I had the ‘Smoked Ricotta Agnolotti | Beetroot | Beef Fat & Sourdough Consommé | Hazelnut’ and whilst it was very pleasant, it was definitely outclassed by Pete’s starter! That said, I enjoyed the delicate handmade pasta filled with smoked ricotta, served in a broth made from beef fat and toasted sourdough, served with kohlrabi cubes and discs, hazelnuts and micro leaves.
Pete’s ‘Cottage Pie | Potato | Shallot | Crackling’ was a stand-out starter! Hidden by a cloud of potato foam was a rich, slow-cooked lamb and beef layer. On top of the foam were shallots, tiny shards of crispy crackling and a herby green oil. So good!
Both of us fancied the ‘Beef Short Rib | Beetroot | Sanbaizu | Salsify’ over the ‘Hake | Buttermilk | Waldorf’. A generous slice of intensely meaty and meltingly tender beef was served with beetroot (in a solid cylinder, as a silky pureé and as pickled flowers), a piece of salsify (coated in burnt and powdered salsify skin), a sanbaizu gel of mirin, rice wine and vinegar, a few seasonal green leaves, and an intense, glossy jus. We savoured every last mouthful!
I would recommend ordering a side as the mains come only with their small garnishes. We chose the ‘Potato Terrine | Truffle | Parmesan’ (£8 supplement) and ordered one portion between us, which was plenty. The slabs of potato terrine were crunchy, soft and heady with the scent and flavour of truffle, lifted further by a generous snow of Parmesan cheese.
The other available side was ‘Spring Onion | Potato Puree’ (£6).
Yes of course we ordered dessert!
I had the ‘Chocolate | Blood Orange | Pedro Ximinez | Hazelnut | Vanilla’. A gratifyingly punchy blood orange and chocolate mousse filled a wedge-shaped dark-chocolate and hazelnut shell. On top were cream and a light, hazelnut sponge. To the side vanilla ice cream, a Pedro Ximinez sherry reduction, and some vanilla-flavoured crumbs. The mousse filling was the star of the dish, though I do wish there had been a bit more of that PX reduction, it wasn’t quite enough to get more than a hint on the palate, and the hazelnut sponge seemed more of a visual decoration than a carrier of extra flavour. But overall, very enjoyable!
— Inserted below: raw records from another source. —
PR #3607, opened 2020-06-15
Use `Configuration.Domain.localhost` for `SchemeHandler`'s local PCS configuration

staykids:
**Phabricator ticket**: N/A

### Notes
Currently, `SchemeHandler` uses a hardcoded "localhost" to determine whether the resource scheme should be `http` or `https` on local PCS builds. This PR replaces that with the existing `Configuration.Domain.localhost` string.

Other than just replacing a magic string, this also has the added benefit of centralizing where a change needs to be made for development deployments of PCS. For example, if one switches from deploying PCS locally to anywhere else, they'd now only have to make a change to the `Configuration.Domain.localhost` for everything to work.

(This PR is based off of 6.6.1, but happy to change the merge base to master as it's not specifically critical for 6.6.1.)

### Test Steps (optional)
These are high commitment test steps for a low impact PR, so I really do not recommend or expect that anyone actually attempt anything other than maybe steps 1 and 2. Just documenting them:
1. Deploy `mobileapps` locally
2. Using the local PCS target, search for any article and confirm it loads as expected
3. Deploy `mobileapps` somewhere that isn't your local development machine
4. Update `Configuration.Domain.localhost`'s value to that new hostname
5. Using the local PCS target, search for any article and confirm it loads as expected


mcleinman:
@staykids, are you comfortable if I merge this into `master` rather than 6.6.1? It looks like it was reset to `master`, but your comment above implies 6.6.1. (FWIW, I'm not sure we need it in 6.6.1, even though it is very low impact.)

tonisevener:
@mcleinman sorry, yeah I moved to to master for that reason without communicating that 😬 Even though it's low impact I think it should go in master. I tested and it looks good to me!

PR #3609, opened 2020-06-16
Pass edit preview parameter in non-local environments

mcleinman:

### Notes
Well, this is why one should keep local and production code identical. 
- To allow testing of edit preview while scheme is set to local PCS, we had to fork the logic.
- We then went back and added code to send a parameter for the edit preview type...
- ...but only did that for the code for local PCS, not the production code.
- (This is yet to rear it's ugly head as a live bug because the server-side code is yet to deploy. It will be held for this, so no time crunch on getting this in.)

While working on this, I tried to write code to simplify testing this locally - some extra code for if you're running local restbase as well as local PCS. This ended up with more forking code running within the forking code, but this new code having to be setup in the `ArticleFetcher`. And assuming that your local restbase port is always 7231. Ultimately, given how edge case it was, adding more code complexity to help testing a corner case seemed like overengineering, (especially because the existing code complexity around this is precisely what led to this bug). I didn't include that code in the PR.

### Test Steps
Therein lies the rub. This is hard to test. You can setup parsoid and restbase locally, add some custom code on restbase (otherwise the second call in the wikitext-to-mobilehtml cocktail won't work), and test it... But that's a lot of work for not actually testing the proper route.

My suggestion, feel free to push back:
1. Test edit preview* on local PCS scheme.
2. Test edit preview* on production scheme.
3. After [this restbase patch](https://gerrit.wikimedia.org/r/c/mediawiki/services/restbase/deploy/+/605650) gets deployed, I'll test both those again.

*Edit an article, see the preview of your edit, ensure edit pencil icons are not shown.


joewalsh:
Should the mode default stay `editPreview` server-side given it's the reason the endpoint exists and it's the only mode in use? The naming of `/transform/wikitext/to/mobile-html` might lead people to believe that it's 'full' mobile-html, but we could update the documentation on RESTBase to be clearer that it's for previewing edits and that's the default mode. If the default mode does change, the Android app would need to be updated as well, it's currently not passing the `output-mode` header either

tonisevener:
It took me a while to get re-acquainted with the history of edit preview, but I think(hope) I’ve got a handle on it now (thanks for explaining in sync @MCleinman ). Although it feels weird to have the default output mode be an option that is not in use anywhere, I thought I remembered some discussion around what the spirit of this endpoint is, and do we heavily suggest that it's only for edit previews. I agree that the naming of the endpoint alone just feels like it would default to `contentAndReferences`, and `editPreview` is more of a optional variant you could configure it with. 

That being said, and correct me if I'm wrong but I think as soon as that default switches server-side, our current 6.0 release will break because this PR isn't in it. If that's true and Android would also break, I think we should hold on the server-side default change (and maybe make a small RestBase change for now to correct the documentation). If we agree the default should be `contentAndReferences`, let's deploy the PCS default change after Android and iOS have had a release that sends .`editPreview` as the header out in the wild for a while.

mcleinman:
@joewalsh I don't recall where - it may have been in a meeting - but we had decided previously to set the default for `html-to-mobilehtml` to `contentAndReferences`.  The idea behind this was:
- Currently this `html-to-mobilehtml` is only ever used for `editPreview`, I believe.
- However, `content` and `references` and `contentAndReferences` were all built into it.
- And the best guess is that someone naive to our codebase would assume that a conversion would come out as basic as possible, that is, `contentAndReferences` and not `editPreview`.

Thus, we decided to do `contentAndReferences`. That said, happy to revisit this. There is a "based on how things work now" argument to keep it as `editPreview`.

mcleinman:
And writing things up at the same time as @tonisevener. 100% agreed to everything she said.

mcleinman:
PCS now keeping the default of `editPreview` - PCS and RestBase both have patches up to update their documentation. 

I believe this PR could still be merged as is, though - unless we want to change `wikitextToMobileHTMLPreviewRequest`'s default argument for `outputMode` to match the server. I'm happy either way with that default argument.

staykids:
Catching up on this now. Unless I'm missing something, it looks like [this](https://github.com/wikimedia/mobileapps/commit/27090db65e2e44989d81b8ff9612efbee6437e45#diff-d9d5db0d62e0b69d9e9aaee33d7ad5a6 ) and [this](https://github.com/wikimedia/mobileapps/commit/b830c69c63f550ba3303883c0aaee300b5f50ac5) were the server-side patches surrounding this PR, right? Just wanted to confirm my understanding of if all the work surrounding this was deployed before I jump into your test steps.

mcleinman:
Main Restbase PR: https://github.com/wikimedia/restbase/pull/1261
Small Restbase documentation PR: https://github.com/wikimedia/restbase/pull/1265
PCS PRs are [here,](https://gerrit.wikimedia.org/r/c/mediawiki/services/mobileapps/+/594294) [here,](https://gerrit.wikimedia.org/r/c/mediawiki/services/mobileapps/+/596284) and [here](https://gerrit.wikimedia.org/r/c/mediawiki/services/mobileapps/+/606529).

PR #3611, opened 2020-06-18
Drop iOS 11

joewalsh:
**Fixes Phabricator ticket:** 
https://phabricator.wikimedia.org/T252163

### Notes
* The only new warnings were around `NSKeyedArchiver/Unarchiver` deprecations, so I fixed those.


Wikipedia.xcodeproj/project.pbxproj
```diff
@@ -12664,7 +12664,7 @@
 				GCC_WARN_UNINITIALIZED_AUTOS = YES;
 				GCC_WARN_UNUSED_FUNCTION = YES;
 				GCC_WARN_UNUSED_VARIABLE = YES;
-				IPHONEOS_DEPLOYMENT_TARGET = 11.0;
+				IPHONEOS_DEPLOYMENT_TARGET = 12.4;
```
mcleinman, line 12667: Out of curiosity, why did we go with 12.4 rather than 12.0?

joewalsh: I thought I remembered that targeting the highest minor version was the recommended best practice from Apple but I can't seem to find any documentation for that.

joewalsh: I couldn't find any documentation about this and there's a significant number of sessions on 12.0-12.3, so I changed this to 12.0.

PR #3615, opened 2020-06-29
Fix editing title descriptions when selected from the context menu of selected text

mcleinman:
**Fixes Phabricator ticket:**  https://phabricator.wikimedia.org/T252042

### Notes
* I had to bring in a bit more data from the JS side to figure out how to present the info for title descriptions. This is my first time messing with the app-supplied JS code, so please let me know if I did things in a non-standard way.
* Notably, on the JS side I couldn't find a way to access the PCS-supplied `EditTransform` class from the app-supplied JS code. I've hardcoded the values, which makes it brittle (while showing the source in a comment). Is there a better way fro me to handle this?

### Test Steps
On an article which uses the title description menu, such as `USCGC Dallas (WHEC-716)`:
1. Long press text in the intro section. Select "Edit" from the context menu. Confirm that the edit article VC opens with the first section, and the app doesn't give the "edit intro or first section" menu.
1. Long press text in the second section. Select "Edit" from the context menu. Confirm that the edit article VC opens with the second section, and the app doesn't give the "edit intro or first section" menu.
1. 1. Long press text in the title description. Select "Edit" from the context menu. Confirm that the edit title description VC opens, and the app doesn't give the "edit intro or first section" menu.

On an article which does NOT use the title description menu, such as `Asian Giant Hrnet`:
1. Long press text in the intro section. Select "Edit" from the context menu. Confirm that the edit article VC opens with the first section, and the app doesn't give the "edit intro or first section" menu.
1. Long press text in the second section. Select "Edit" from the context menu. Confirm that the edit article VC opens with the second section, and the app doesn't give the "edit intro or first section" menu.
1. Long press text in the title description. Select "Edit" from the context menu. Confirm that the edit article VC opens with the first section showing and short description selected, and the app doesn't give the "edit intro or first section" menu.


mcleinman:
@joewalsh , thanks for updating the JS. 

I'm currently looking into improving the selection for article description, should have an update soon.

mcleinman:
> Looks good. I found one issue - if you highlight "battlecruiser" in the featured article today, SMS Derfflinger, it scrolls down to a later instance of "battlecruiser" in the editor rather than highlighting the one in the short description template. I tested a few other ones though and they acted fine, so I think this is an anomaly. I'll won't merge it in case you want to look further for a quick fix, but otherwise you're welcome to merge it as-is since the original bug is fixed.
> 
> out

@tonisevener I think I'm willing to let this one go. In this situation, highlighting "German" or "German battlecruiser" in the description works. I believe the problem lies within how the highlighted text is estimated in `editTextSelection.js`:
```
const wikitextRangeForSelectedAndAdjacentText = (selectedAndAdjacentText, wikitext) => {
  const wordsBeforeFromHTML = getNumberOfWordsFromEndOfString(selectedAndAdjacentText.textBeforeSelectedText, adjacentComparisonWordCount)
  const wordsAfterFromHTML = getNumberOfWordsFromBeginningOfString(selectedAndAdjacentText.textAfterSelectedText, adjacentComparisonWordCount)
  const selectedTextRegexPattern = `(${selectedAndAdjacentText.selectedText.replace(/\s+/g, '(?:(?:\\[\\[[^\\]\\|]+\\|)|{{[^}]*}}|<[^>]*>|\\W)+')})`
  const selectedTextRegex = new RegExp(selectedTextRegexPattern, 'gs')

  let bestScoredMatch = null
  while ((match = selectedTextRegex.exec(wikitext)) !== null) {
    const thisMatchScore = scoreForMatch(match, selectedTextRegex.lastIndex, wordsBeforeFromHTML, wordsAfterFromHTML)
    if (bestScoredMatch === null || thisMatchScore > bestScoredMatch.score) {
      bestScoredMatch = {
        match, 
        score: thisMatchScore,
        matchedWikitextBeforeSelection: {start: 0, end: match.index},
        matchedWikitextSelection: {start: match.index, end: selectedTextRegex.lastIndex}
      }    
    }
  }

  if (bestScoredMatch === null) {
    return null
  }

  const matchedWikitextBeforeSelection = bestScoredMatch.match.input.substring(bestScoredMatch.matchedWikitextBeforeSelection.start, bestScoredMatch.matchedWikitextBeforeSelection.end)
  const matchedWikitextSelection = bestScoredMatch.match.input.substring(bestScoredMatch.matchedWikitextSelection.start, bestScoredMatch.matchedWikitextSelection.end)

  return getWikitextRangeToSelect(matchedWikitextBeforeSelection, matchedWikitextSelection)
}
```

We could guarantee accuracy in short description case by adding some forking logic if `editInfo.isSelectedTextInTitleDescription` is `true`. That seems like a lot of work on the JS side for a pretty minor improvement - as this is only a potential problem when _sometimes_ selecting `Edit` _from the context menu_ when the article description comes from short description. Given this, it doesn't seem worthwhile to do the improvement to me. But I'm very, very open to disagreement on this - if anyone feels like it's worth the add'l code, I'm happy to write it.

PR #3616, opened 2020-07-01
Allow external links in EditPreview

mcleinman:
**Fixes Phabricator ticket:** https://phabricator.wikimedia.org/T253892

### Notes
* Don't know when/if the regression was introduced, but an empty string was the problem here - we were assuming a lack of string would be the bat signal and were thus thrown by an existing (yet empty) string.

Pete ordered the ‘Baked Yoghurt | Rhubarb | Ginger | Walnut’. A wibbly-wobbly disk of baked yoghurt (like a tangy panna cotta) was topped with vivid, boldly flavoured rhubarb sorbet, rhubarb gel, and rhubarb compote, along with aerated ginger sponge and a walnut crumb. Micro leaves added colour to this very pretty dish.
After desserts came a little bowl of ‘Treats’. Tiny canelés with beef fat were perfect in taste and texture – just the right crispness to the surface, and a soft, dense interior. Caramel white chocolate fudge with sea salt were smooth, sweet and perfect to enjoy with coffee.
We loved our meal and hope to go back for the tasting menu next time.
Have you been to Heaney’s? What did you think and what was your stand-out dish?